This question is about pp. 370-374 of Harald Cramer's 1946 Mathematical Methods of Statistics. The author considers a more general question, but for simplicity let us focus on the question of:
Given i.i.d. observations $X_1, \dots, X_n$, what is the distribution of $\max_{1 \le i \le n} X_i$?
Question: The author considers the following approach. How does it in anyway present a simplification of the problem? Isn't the random variable $\Xi$ much more complicated than $\max_{1 \le i \le n}X_i$? For example, how does the author calculate its expectation when $X_i \sim \operatorname{Unif}(a,b)$?

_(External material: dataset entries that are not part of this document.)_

PR #745, opened 2022-11-29
fix: Use undefined for simpleHeader.data.

stephenh:
eslint doesn't like the `{}` type.

### DIFF
--- a/src/components/Table/GridTable.stories.tsx
+++ b/src/components/Table/GridTable.stories.tsx
@@ -210,7 +210,7 @@ export function NoRowsFallback() {
 }
 
 // Make a `Row` ADT for a table with a header + 3 levels of nesting
-type HeaderRow = { kind: "header"; data: {} };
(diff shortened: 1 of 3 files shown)


bdow (approved):
I'm curious why eslint thinks `{}` is so bad?

stephenh:
Yeah, just copy/pasting their error message:

```
Don't use `{}` as a type. `{}` actually means "any non-nullish value".
- If you want a type meaning "any object", you probably want `Record<string, unknown>` instead.
- If you want a type meaning "any value", you probably want `unknown` instead.
- If you want a type meaning "empty object", you probably want `Record<string, never>` instead.
```

I.e. even things like `true` match `{}`:

```
type F = {};
const f: F = true;
```

And the eslint rule is pointing that most programmers don't anticipate that, and write `{}` thinking that "any object literal", but really the `{}` type is more forgiving than that, like it could be `boolean` or `string` or what not.

PR #746, opened 2022-11-30
feat: SC-23012 Expose GridTable sorting in API

jgujgu:


src/components/Table/GridTableApi.ts
```diff
@@ -124,4 +126,8 @@ export class GridTableApiImpl<R extends Kinded> implements GridTableApi<R> {
   public getVisibleColumnIds() {
     return this.tableState.visibleColumnIds;
   }
+
+  public setSortColumn(columnId: string) {
+    return this.tableState.setSortKey(columnId);
+  }
```
bdow, line 132: **question:** I'm curious to see the Figma mocks that resulted in this request. I'm wondering if we should be passing along the ASC/DESC direction as well, or at least make it an optional property.
Specifically I am thinking of an instance where a user sorts the "value" column, which will make it sort ascending. Then they want to sort it descending.
Also, should we be exposing which column is currently sorted and which direction it is sorted? Might be necessary for whatever the other UX is that will be triggering this sort.

kbesingeryeh: @bdow here is the figma design: https://www.figma.com/file/OwnVReuiJqcsn0SxRVTQ3T/Q3-2022-%7C-%F0%9F%9B%A0-Bulk-Schedule-Management?node-id=4939%3A114688&t=Zw3NXBosroxwdvXT-0

PR #752, opened 2022-12-02
feat: Support tooltips on ButtonGroup buttons

bdow:


src/components/ButtonGroup.tsx
```diff
@@ -17,9 +18,11 @@ export type ButtonGroupButton = {
   text?: string;
   onClick?: VoidFunction;
   /** Disables the button. Note we don't support the `disabled: ReactNode`/tooltip for now. */
```
stephenh, line 20: Thought: Wonder if this comment needs updated?

If I'm following, if you set _only_ disabled, it functions as a tooltip, but if you set both disabled and tooltip, then tooltip wins (and the button is still disabled)?

stephenh (approved):

src/components/ButtonGroup.tsx
bdow: I didn't even notice this comment. I will update it.
If you set `disabled={true} tooltip="Tooltip"`, then `tooltip` wins.
If you set `disabled="Disabled reason" tooltip="Tooltip"`, then `disabled` wins.

stephenh: Ah gotcha, sounds good!

PR #753, opened 2022-12-02
fix: [sc-26310] Mark Bound checkbox/switch disabled for readonly; 

apattersonATX-HB:
Also update BoundDateRange to be readonly based on field;


stephenh (approved):
Nice, thanks for the tests!

PR #755, opened 2022-12-02
feat: ButtonGroup 'xs' size

bdow:
In Blueprint, the Schedules page was reaching into the component to make the button group smaller. This caused problems when changing the markup of the ButtonGroup component. Instead of trying to rework those styles reaching into Beam, we are not supporting a smaller size.


stephenh (approved):
Nice! Thanks for cleaning that up!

Author's Approach: If the CDF of each $X_i$ is $F(x)$, then the CDF of $\max_{1 \le i \le n}X_i$ is $F(x)^n$, and the author assumes the $X_i$ are absolutely continuous with respect to Lebesgue measure, so the $X_i$ have a density function $f(x)$ with $F'(x) = f(x)$. Therefore, $\max_{1 \le i \le n} X_i$ has the density $nF(x)^{n-1}f(x)$ according to the chain rule (28.6.1).

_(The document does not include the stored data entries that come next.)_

PR #757, opened 2022-12-05
WIP: Sc 25077 - right pane layout

crshannon:
[sc-25077](https://app.shortcut.com/homebound-team/story/25077/beam-page-layout-with-detail-pane)

- Moving right pane component pattern established within project schedules into beam.

### DIFF
--- a/src/components/Layout/RightPaneLayout/RightPaneContext.tsx
+++ b/src/components/Layout/RightPaneLayout/RightPaneContext.tsx
@@ -1,0 +1,42 @@
+import React, { ReactElement, ReactNode, useContext, useMemo, useState } from "react";
+
+interface OpenRightPaneOpts {
+  content: ReactNode;
+}
+
+export type RightPaneLayoutContextProps = {
+  openInPane: (opts: OpenRightPaneOpts) => void;
+  closePane: () => void;
+  isRightPaneOpen: Boolean;
+  rightPaneContent: ReactNode;
+};
+
+export const RightPaneContext = React.createContext<RightPaneLayoutContextProps>({
+  openInPane: () => {},
+  closePane: () => {},
+  isRightPaneOpen: false,
+  rightPaneContent: null,
+});
+
+export function RightPaneProvider({ children }: { children: ReactElement }) {
+  const [rightPaneContent, setRightPaneContent] = useState<ReactNode>(undefined);
+  const [isRightPaneOpen, setIsRightPaneOpen] = useState<Boolean>(false);
+
+  const context = useMemo(() => {
+    return {
+      openInPane: (opts: OpenRightPaneOpts) => {
+        setRightPaneContent(opts?.content);
+        setIsRightPaneOpen(true);
+      },
+      closePane: () => setIsRightPaneOpen(false),
+      rightPaneContent,
+      isRightPaneOpen,
+    };
+  }, [setRightPaneContent, rightPaneContent, isRightPaneOpen]);
+
+  return <RightPaneContext.Provider value={context}>{children}</RightPaneContext.Provider>;
+}
+
+export function useRightPaneContext() {
+  return useContext(RightPaneContext);
+}
--- a/src/components/Layout/RightPaneLayout/RightPaneLayout.stories.tsx
+++ b/src/components/Layout/RightPaneLayout/RightPaneLayout.stories.tsx
@@ -1,0 +1,38 @@
+import { Meta } from "@storybook/react";
+import { RightPaneLayout } from "src/components/Layout/RightPaneLayout/RightPaneLayout";
+import { Css } from "src/Css";
+import { Button } from "../../Button";
+import { useRightPane } from "./useRightPane";
+
+export default {
+  component: RightPaneLayout,
+  title: "Workspace/Components/Layout/RightPaneLayout",
+} as Meta;
+
+function SampleContent() {
+  const { openRightPane } = useRightPane();
+  return (
+    <div>
+      <Button label={"Open Pane"} onClick={() => openRightPane({ content: <DetailPane /> })} />
+    </div>
+  );
+}
+
+function DetailPane() {
+  const { closeRightPane } = useRightPane();
+  return (
+    <div>
+      <Button label={"Close Pane"} onClick={() => closeRightPane()} />
+    </div>
+  );
+}
+
+export function Examples() {
+  return (
+    <div css={Css.df.fdc.gap2.$}>
+      <RightPaneLayout>
+        <SampleContent />
+      </RightPaneLayout>
+    </div>
+  );
+}
--- a/src/components/Layout/RightPaneLayout/RightPaneLayout.stories.tsx
+++ b/src/components/Layout/RightPaneLayout/RightPaneLayout.stories.tsx
@@ -1,7 +1,16 @@
 import { Meta } from "@storybook/react";
-import { RightPaneLayout } from "src/components/Layout/RightPaneLayout/RightPaneLayout";
-import { Css } from "src/Css";
+import { PropsWithChildren, useMemo } from "react";
+import { zeroTo } from "src/utils/sb";
+import { Css, Palette } from "../../../Css";
 import { Button } from "../../Button";
+import { IconButton } from "../../IconButton";
+import { GridColumn, GridDataRow, GridTable, simpleHeader, SimpleHeaderAndData } from "../../Table";
+import { FullBleed } from "../FullBleed";
+import { PreventBrowserScroll } from "../PreventBrowserScroll";
+import { ScrollableContent } from "../ScrollableContent";
+import { ScrollableParent } from "../ScrollableParent";
+import { RightPaneProvider } from "./RightPaneContext";
+import { RightPaneLayout } from "./RightPaneLayout";
 import { useRightPane } from "./useRightPane";
 
 export default {
@@ -12,7 +21,7 @@ export default {
 function SampleContent() {
   const { openRightPane } = useRightPane();
   return (
-    <div>
+    <div css={Css.bgWhite.h100.$}>
       <Button label={"Open Pane"} onClick={() => openRightPane({ content: <DetailPane /> })} />
     </div>
   );
@@ -21,18 +30,129 @@ function SampleContent() {
 function DetailPane() {
   const { closeRightPane } = useRightPane();
   return (
-    <div>
+    <div css={Css.bgWhite.h100.$}>
       <Button label={"Close Pane"} onClick={() => closeRightPane()} />
     </div>
   );
 }
 
-export function Examples() {
+export function Basic() {
   return (
-    <div css={Css.df.fdc.gap2.$}>
-      <RightPaneLayout>
-        <SampleContent />
-      </RightPaneLayout>
-    </div>
+    <RightPaneProvider>
+      <div css={Css.df.fdc.gap2.h100.$}>
+        <RightPaneLayout paneBgColor={Palette.White}>
+          <SampleContent />
+        </RightPaneLayout>
+      </div>
+    </RightPaneProvider>
+  );
+}
+
+export function GridTableWithRightPane() {
+  return (
+    <TestProjectLayout>
+      <ExamplePageComponent />
+    </TestProjectLayout>
+  );
+}
+
+function ExamplePageComponent() {
+  return (
+    <>
+      <FullBleed>
+        <header css={{ ...Css.py2.bb.bGray200.$ }}>
+          <h1 css={Css.xlSb.$}>Page content fixed to top</h1>
+        </header>
+      </FullBleed>
+      <ScrollableTableExample />
+    </>
+  );
+}
+
+function TestProjectLayout({ children }: PropsWithChildren<{}>) {
+  return (
+    <PreventBrowserScroll>
+      <div css={Css.df.h100.$}>
+        <ScrollableParent xss={Css.px3.$}>{children}</ScrollableParent>
+      </div>
+    </PreventBrowserScroll>
+  );
+}
+
+function ScrollableTableExample({ numCols, numRows }: { numCols?: number; numRows?: number }) {
+  return (
+    <ScrollableContent>
+      <RightPaneProvider>
+        <RightPaneLayout wrapProvider={true} paneBgColor={Palette.White}>
+          <TableExample numCols={numCols} numRows={numRows} />
+        </RightPaneLayout>
+      </RightPaneProvider>
+    </ScrollableContent>
+  );
+}
+
+type Row = SimpleHeaderAndData<{ name: string; value: number }>;
+function TableExample({ numCols = 10, numRows = 100 }: { numCols?: number; numRows?: number }) {
+  const { openRightPane } = useRightPane();
+
+  const rows: GridDataRow<Row>[] = useMemo(
+    () => [
+      simpleHeader,
+      ...zeroTo(numRows).map((i) => ({
+        kind: "data" as const,
+        id: String(i),
+        data: { name: `ccc ${i}`, value: i + 1 },
+      })),
+    ],
+    [numRows],
+  );
+  const columns: GridColumn<Row>[] = useMemo(
+    () =>
+      zeroTo(numCols - 1).map((i) => ({
+        header: `Header ${i + 1}`,
+        data: ({ value }) =>
+          i === 0 ? (
+            <div>
+              <Button
+                label={"Open Pane"}
+                onClick={() => openRightPane({ content: <TestDetailPane value={value} /> })}
+              />
+            </div>
+          ) : (
+            `Cell ${i + 1}x${value}`
+          ),
+        w: "200px",
+        sticky: i === 0 ? "left" : undefined,
+      })),
+    [numCols],
+  );
+
+  return <GridTable as={"virtual"} stickyHeader columns={columns} rows={rows} style={{ rowHeight: "fixed" }} />;
+}
+
+function TestDetailPane({ value }: { value: number }) {
+  const { closeRightPane } = useRightPane();
+
+  return (
+    <ScrollableParent>
+      <div css={Css.relative.p2.bb.$}>
+        <div css={Css.df.jcsb.aic.$}>
+          <h2 css={Css.py2.$}>Detail Pane {value}</h2>
+          <div>
+            <IconButton icon={"x"} onClick={() => closeRightPane()} />
+          </div>
+        </div>
+        <ScrollableContent virtualized={true}>
+          <nav>
+            <ul css={Css.listReset.df.fdc.gap5.mt2.p2.$}>
+              {zeroTo(20).map((i) => (
+                <li key={i}>scroll items</li>
+              ))}
+              <li>Bottom!</li>
+            </ul>
+          </nav>
+        </ScrollableContent>
+      </div>
+    </ScrollableParent>
   );
 }
--- a/src/components/Layout/RightPaneLayout/RightPaneLayout.stories.tsx
+++ b/src/components/Layout/RightPaneLayout/RightPaneLayout.stories.tsx
@@ -83,7 +83,7 @@ function ScrollableTableExample({ numCols, numRows }: { numCols?: number; numRow
   return (
     <ScrollableContent>
       <RightPaneProvider>
-        <RightPaneLayout wrapProvider={true} paneBgColor={Palette.White}>
+        <RightPaneLayout paneBgColor={Palette.White}>
           <TableExample numCols={numCols} numRows={numRows} />
         </RightPaneLayout>
       </RightPaneProvider>
--- a/src/components/Layout/RightPaneLayout/RightPaneLayout.tsx
+++ b/src/components/Layout/RightPaneLayout/RightPaneLayout.tsx
@@ -1,66 +1,59 @@
 import { AnimatePresence, motion } from "framer-motion";
-import React, { ReactElement, ReactNode, useContext, useMemo, useState } from "react";
-import { Css, px } from "../../../Css";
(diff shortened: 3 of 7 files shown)


src/components/Layout/RightPaneLayout/RightPaneLayout.stories.tsx
```diff
@@ -0,0 +1,158 @@
...
+        <ScrollableParent xss={Css.px3.$}>{children}</ScrollableParent>
+      </div>
+    </PreventBrowserScroll>
+  );
+}
+
+function ScrollableTableExample({ numCols, numRows }: { numCols?: number; numRows?: number }) {
+  return (
+    <ScrollableContent>
+      <RightPaneProvider>
```
crshannon, line 85: Currently exposing `RightPaneProvider` as in testing on schedules it needs to sit at a higher level than the layout part of the component. Looking for options here as to this being a pattern we are okay with to keep the context provider localized to the pages that need it. Currently the Schedules detail pane is shared between the different views (Table, Gantt, Calendar) and the layout needs to support being passed by the `ScrollingContainer`.

src/components/Layout/RightPaneLayout/RightPaneLayout.tsx
```diff
@@ -0,0 +1,52 @@
...
+export function RightPaneLayout({ children, paneBgColor }: { children: ReactElement; paneBgColor?: Palette }) {
+  const { isRightPaneOpen, rightPaneContent } = useRightPaneContext();
+
+  // Todo pass as prop?
+  const paneWidth = 450;
+
+  return (
+    <div css={Css.h100.df.$}>
+      <>
+        <motion.div
```
crshannon, line 15: @bdow - do we want to wrap the page content in framer here or use css + transitions

bdow: My personal choice would be to use CSS Transitions whenever possible and avoid framer-motion. I think framer motion has some good use cases, like when needing to do multiple animations together, or attempting to animate from `auto` to `100%`. But typically, I don't see the benefit in framer motion over css transitions.

src/components/Layout/RightPaneLayout/RightPaneContext.tsx
```diff
@@ -0,0 +1,42 @@
...
+
+export function RightPaneProvider({ children }: { children: ReactElement }) {
+  const [rightPaneContent, setRightPaneContent] = useState<ReactNode>(undefined);
+  const [isRightPaneOpen, setIsRightPaneOpen] = useState<Boolean>(false);
+
+  const context = useMemo(() => {
+    return {
+      openInPane: (opts: OpenRightPaneOpts) => {
+        setRightPaneContent(opts?.content);
+        setIsRightPaneOpen(true);
```
bdow, line 29: **question:** Can we get away with just one state here? Like if `rightContentPane` isn't null/undefined, then considered the right pane opened?

src/components/Layout/RightPaneLayout/RightPaneContext.tsx
```diff
@@ -0,0 +1,42 @@
...
+      },
+      closePane: () => setIsRightPaneOpen(false),
```
bdow, line 31: **thought:** If we do want to keep both the states (`rightPaneContent` and `isRightPaneOpen`), should we setting `rightPaneContent` back to `undefined` here? 
I could see the argument that you don't want to have the content removed until after the animation to close has finished, so maybe we can figure that out too, but I'd be okay with just having it removed.

src/components/Layout/RightPaneLayout/useRightPane.tsx
```diff
@@ -0,0 +1,27 @@
...
+  /** Closes the right pane */
+  closeRightPane: () => void;
+}
+
+export function useRightPane(): UseRightPaneHook {
+  const { openInPane, closePane } = useRightPaneContext();
+  const openRightPane = useCallback((opts: OpenRightPaneOpts) => {
+    openInPane(opts);
+  }, []);
+  const closeRightPane = useCallback(() => closePane(), []);
```
bdow, line 21: **question:** Do we need to re-create these methods, or can we directly use what we get from the context? It doesn't appear we do anything additional to them, we are just wrapping them in a `useCallback`. Though, they should be stable already as the context memoizes the values. 
...I guess the benefit here is that the we do not define hook dependencies, so even if the context re-creates the `openInPane` or `closePane` methods, then we will not update them here. 🤔  Could that end up causing any issues? 🤔 ... 🚶‍♂️ heading back to the context to comment some more with this thought in mind...

src/components/Layout/RightPaneLayout/RightPaneContext.tsx
bdow, line 31: **thought/suggestion:** What do you think about memoizing the `openInPane` and `closePane` methods separately? Right now they'll be built new every time a dependency changes, which _could_ have other implications further down the tree.
I'd think we could do something like:
```
const openInPane = useCallback(() => ..., [setRightPaneContent]);
const closePane = useCallback(() => ..., [setRightPaneContent]);

const contextValue = useMemo(() => ({ openInPane, closePane, rightPaneContent }), [openInPane, closePane, rightPaneContent]);
```
This way, the `openInPane` and `closePane` methods would only ever be rebuilt when if the setter method changes (which should be never).

src/components/Layout/RightPaneLayout/useRightPane.tsx
```diff
@@ -0,0 +1,27 @@
...
+
+  return {
+    openRightPane,
+    closeRightPane,
+  };
```
bdow, line 26: **super nit:** This is a good opportunity to go from 4 lines of code to 1. 
```suggestion
  return { openRightPane, closeRightPane };
```

src/components/Layout/RightPaneLayout/useRightPane.tsx
```diff
@@ -0,0 +1,27 @@
+import { ReactNode, useCallback } from "react";
+import { useRightPaneContext } from "./RightPaneContext";
+
+interface OpenRightPaneOpts {
+  content: ReactNode;
+}
```
bdow, line 6: **suggestion:** This `OpenRightPaneOpts` interface on what properties are accepted by the `openInPane` are duplicated between here and in the Context file. Is there a reason to separate them out, or can we consolidate this?

src/components/Layout/RightPaneLayout/RightPaneLayout.tsx
```diff
@@ -0,0 +1,52 @@
...
+          layout="position"
+          key="rightPaneLayoutPageContent"
+          css={Css.h100.if(!!isRightPaneOpen).overflowX("scroll").mr3.if(!isRightPaneOpen).overflowX("unset").$}
```
bdow, line 18: **question:** Do we need `if(!isRightPaneOpen).overflowX("unset")`?

src/components/Layout/RightPaneLayout/RightPaneLayout.stories.tsx
stephenh: Fwiw I agree ideally a caller could just use `RightPaneLayout` and not have to worry about "I also need to wrap that in `RightPaneProvider`".

I had the same musing, of having `RightPaneLayout` just internally include a new `RightPaneProvider`, but if it needs to be higher up in the tree, maybe we just add `RightPaneProvider` directly to `BeamContext`? 

Granted, we have a ton of `SnackbarProvider` / `ToastProvider` / `AutoSaveStatusProvider` already there :-) but :shrug: so far its been working out well.

src/components/Layout/RightPaneLayout/RightPaneLayout.tsx
```diff
@@ -0,0 +1,52 @@
...
+              data-testid="rightPaneContent"
+              css={Css.bgColor(paneBgColor).h100.maxw(px(paneWidth)).w100.df.fdc.relative.$}
+              // Keeping initial x to offset pane width and space between panel and page content
+              initial={{ x: paneWidth + 24 }}
+              animate={{ x: 0 }}
+              // Custom transitions settings for the translateX animation
+              transition={{ ease: "linear", duration: 0.2 }}
+              exit={{ transition: { ease: "linear", duration: 0.2 }, x: paneWidth }}
+              // Preventing clicks from triggering parent onClick
+              onClick={(e) => e.stopPropagation()}
```
bdow, line 43: **question:** What is the reason for `stopPropagation`?

bdow: Specifically, in what scenario do we want to avoid this the event bubbling?

src/components/Layout/RightPaneLayout/RightPaneLayout.tsx
stephenh, line 18: Nit: could use `overflowXScroll`; granted, we don't have `overflowXUnset`.

Although, do you need `overflowX("unset")`? I think if `isRightPaneOption` is false, then `overflowX("scroll")` just won't be output, so you won't need to unset it?

src/components/Layout/RightPaneLayout/RightPaneLayout.tsx
```diff
@@ -0,0 +1,52 @@
...
+              layout="position"
+              key="rightPane"
+              data-testid="rightPaneContent"
+              css={Css.bgColor(paneBgColor).h100.maxw(px(paneWidth)).w100.df.fdc.relative.$}
+              // Keeping initial x to offset pane width and space between panel and page content
+              initial={{ x: paneWidth + 24 }}
+              animate={{ x: 0 }}
+              // Custom transitions settings for the translateX animation
+              transition={{ ease: "linear", duration: 0.2 }}
+              exit={{ transition: { ease: "linear", duration: 0.2 }, x: paneWidth }}
```
bdow, line 41: **thought:** If I'm reading this correctly, it seems like the Right Pane is immediately rendered once `isRightPaneOpen` is true, but it's rendered off screen. Then uses a `translateX` transition to bring it into the viewport, is that right?  If so, I'm thinking that would cause an unnecessary horizontal scrollbar until the transition completes and the pane is completely in the viewport.

bdow: Maybe `AnimatePresence` solves that? I dunno.

src/components/Layout/RightPaneLayout/RightPaneLayout.tsx
bdow, line 18: Can we use `overflowXAuto` instead of `scroll`? The benefit is not creating a scrollbar gutter when unnecessary.

src/components/Layout/RightPaneLayout/RightPaneLayout.tsx
bdow: Doesn't appear to solve it:
https://www.loom.com/share/6d136b819ea645e7853226ae8cc40ea7

src/components/Layout/RightPaneLayout/RightPaneLayout.stories.tsx
crshannon: I agree, the initial thought was to have them both contained in the singular beam component but the complexity of consuming it in blueprint has proven to be more tricky. I am testing to see how things work with exposing it via the BeamContext which for now seems like the path of least resistance.

src/components/Layout/RightPaneLayout/RightPaneLayout.tsx
crshannon: sounds good. I will switch this over - FWIW the `layout="position"` is what I used to resolve the animations being in sync.

src/components/Layout/RightPaneLayout/RightPaneContext.tsx
crshannon: I agree It should be cleared after the close animation has been performed.

src/components/Layout/RightPaneLayout/useRightPane.tsx
crshannon: hm - odd perhaps auto formatting..

src/components/Layout/RightPaneLayout/RightPaneLayout.tsx
crshannon: updated to use `overflowXAuto`

src/components/Layout/RightPaneLayout/RightPaneLayout.tsx
crshannon: was able to resolve this by using `overflowXHidden`

src/components/Layout/RightPaneLayout/RightPaneContext.tsx
crshannon: Note: framer-motion exposes a `onAnimationComplete` which is nice to check against the pane being open vs closed for clearing content

src/components/Layout/RightPaneLayout/RightPaneLayout.tsx
crshannon: Removed framer-motion from the page content wrapper and implemented with css transitions

src/components/BeamContext.tsx
```diff
@@ -87,18 +88,20 @@ export function BeamProvider({ children, ...presentationProps }: BeamProviderPro
...
-            <ToastProvider>
-              <OverlayProvider>
-                {children}
-                {modalRef.current && <Modal {...modalRef.current} />}
-              </OverlayProvider>
-              <SuperDrawer />
-            </ToastProvider>
-          </SnackbarProvider>
-        </AutoSaveStatusProvider>
+        <RightPaneProvider>
```
crshannon, line 91: @stephenh @bdow - relocated `RightPaneProvider` to the beam context, want to make sure you both don't have any concerns with this living at this level. - It feels like the most ideal location for it when testing in blueprint.

stephenh: Yep, I think it's the right place for it.

src/components/Layout/RightPaneLayout/RightPaneContext.tsx
```diff
@@ -0,0 +1,47 @@
...
+export const RightPaneContext = React.createContext<RightPaneLayoutContextProps>({
+  openInPane: () => {},
+  closePane: () => {},
+  clearPane: () => {},
+  isRightPaneOpen: false,
+  rightPaneContent: null,
+});
+
+export function RightPaneProvider({ children }: { children: ReactNode }) {
+  const [rightPaneContent, setRightPaneContent] = useState<ReactNode>(undefined);
```
stephenh, line 24: Suggestion: Maybe add an in-source comment that we track the pane content separate from is open so that we can animate away the pane content even though the pane is now closed?

Just thinking I'd probably re-wonder this reading/maintaining the code a few months down the road.

stephenh (approved):
Cool! Lgtm!

src/components/Layout/RightPaneLayout/RightPaneLayout.tsx
```diff
@@ -0,0 +1,51 @@
...
+import { Css, Palette, px } from "../../../Css";
+import { useRightPaneContext } from "./RightPaneContext";
+
+export function RightPaneLayout({
+  children,
+  paneBgColor,
+  paneWidth = 450,
+}: {
+  children: ReactElement;
+  paneBgColor?: Palette;
```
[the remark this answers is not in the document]
crshannon: this was just my past design system habits kicking in to make this as dumb as possible. I can remove and set for now and if we need we can add that back in with a default set.

src/components/Layout/RightPaneLayout/RightPaneContext.tsx
crshannon: Added note to this for future reference.

src/components/Layout/RightPaneLayout/RightPaneLayout.tsx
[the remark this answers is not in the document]
stephenh: Ah cool; yeah for off-the-shelf/widely-used design systems that customization/flexibility makes a lot of sense.

Admittedly, with Beam I probably have too much fun leaning into the mission of being "opinionated!" to keep the app-side as simple and consistent as possible. :-)

src/components/Layout/RightPaneLayout/useRightPane.tsx
stephenh: Fwiw I'm +1 for keeping the current "this is our public API `useRightPane`" that is separate from the internal `useRightPaneContext`.

crshannon: sounds good to me I agree Id prefer to keep it also

bdow: I'm good with keeping them separate. My question was can this just do:
```
export function useRightPane(): UseRightPaneHook {
  const { openInPane, closePane } = useRightPaneContext();

  return {
    openRightPane: openInPane,
    closeRightPane: closePane,
  };
```
?
Theres not really a reason, at least that I see, to wrap these function calls in another function.

src/components/Layout/RightPaneLayout/useRightPane.tsx
```diff
@@ -0,0 +1,17 @@
...
+  closeRightPane: () => void;
+}
+
+export function useRightPane(): UseRightPaneHook {
+  const { openInPane, closePane } = useRightPaneContext();
+
+  return {
+    openRightPane: (opts: OpenRightPaneOpts) => openInPane(opts),
+    closeRightPane: () => closePane(),
+  };
```
bdow, line 16: **suggestion:** I know pushed you towards not using `onCallback` for `openRightPane` and `closeRightPane` in my previous suggestions, but that was because I was thinking we could directly reference the `openInPane` and `closePane` methods, vs wrapping them in another function to call them. As it is right now the `openRightPane` and `closeRightPane` methods will be considered "new" whenever the calling component re-renders, which can have some side-effects of unnecessary recalculations.
Consider:
```
function MyComponent() {
  const { openRightPane } = useRightPane();
  
  const myCallback = useCallback((id) => {
    openRightPane(id);
  }, [openRightPane]);
  
  const [hovered, setHover] = useHover();

  return (
    <div 
      onClick={myCallback(123)}
      onMouseEnter={() => setHover(true)}
      onMouseLeave={() => setHover(false)}
      css={Css.if(hover).underline.$}
   >
      Click Me!
   </div>
  );
}
```
Whenever we hover over the div, it triggers the component to rerender, reevaluating the `useRightPane` hook, getting a new function/object in memory, which then triggers the `useCallback` to reevaluate, generating a new `myCallback` in memory as well. 

So TLDR: Let's either directly reference the stable `openInPane` and `closePane` methods
```
return { openRightPane: openInPane, closeRightPane: closePane }
```
Or memoize the local methods so they don't trigger unnecessary rerenders downstream.

Sorry if this was over verbose.

src/components/Layout/RightPaneLayout/RightPaneLayout.tsx
```diff
@@ -0,0 +1,51 @@
...
+        >
+          {children}
+        </div>
+        <AnimatePresence>
+          {isRightPaneOpen && (
+            <motion.div
+              layout="position"
+              key="rightPane"
+              data-testid="rightPaneContent"
+              css={Css.bgColor(paneBgColor).h100.maxw(px(paneWidth)).w100.df.fdc.relative.$}
```
bdow, line 35: **question:** I'm wondering if we should dictate that the right pane div is a `flex` parent? Doesn't seem necessary to me to define that here, but curious if there was a reason?

src/components/Layout/RightPaneLayout/RightPaneLayout.tsx
```diff
@@ -0,0 +1,51 @@
...
+  paneWidth?: number;
+}) {
+  const { isRightPaneOpen, rightPaneContent, clearPane } = useRightPaneContext();
+
+  return (
+    <div css={Css.h100.df.overflowXHidden.$}>
+      <>
+        <div
+          css={
+            Css.add("width", `calc(100% - ${paneWidth + 24}px)`)
```
bdow, line 22: **nit (non-blocking):** This could be `Css.w(`calc(100% - ${paneWidth + 24}px)`).$`. (no need of the `Css.add`)

bdow (approved):
The only thing I'd like to get addressed before merging is memoizing the methods returned in the `useRightPane` hook. Otherwise, looks good! Thanks for going through all the feedback.

src/components/Layout/RightPaneLayout/RightPaneLayout.tsx
bdow: Also, I am curious about the `maxw(px(paneWidth)).w100`. Could we  just define this to be `wPx(paneWidth)`? Seems like we'd be accomplishing the same thing, right? I feel like I might be missing something 🤔 . 

Ahh... Thinking through when to use the `max-width` + `width: 100%` combination,.. seems like it'd be when the element could be shown in a viewport that is thinner than the defined `paneWidth`. That way we say "take up all the space you can, but stop at 100% of the viewport to not cause a horizontal scrollbar". It's a good little trick for mobile screens, but not sure if it's a concern for this layout. Either way, doesn't need to be changed - the styles just stuck out to me.

src/components/Layout/RightPaneLayout/useRightPane.tsx
crshannon: yeah makes sense to just pass them down

src/components/Layout/RightPaneLayout/RightPaneLayout.tsx
crshannon: yeah admittedly this was brought over from the blueprint implementation but thanks for the eyes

Now introduce a new random variable
$$\Xi := n \left( 1 - F \left( \max_{1 \le i \le n} X_i \right) \right) \,. \tag{28.6.2} $$
Via a change of variables (see this CV question), the author concludes that the density of $\Xi$ is:
$$ h(\xi) := \left( \frac{\xi}{n} \right)^{n-1} I_{[0,n]}(\xi) \,, \tag{28.6.3}$$ where $I_{[0,n]}$ denotes the indicator function of the interval $[0,n]$.
The author then proposes finding exact or asymptotic solutions for the problem of solving $\max_{1 \le i \le n} X_i$ in terms of $\Xi$, with the belief that this amounts to a simplification of the problem.
Note: This is an indirect follow-up to a previous question of mine.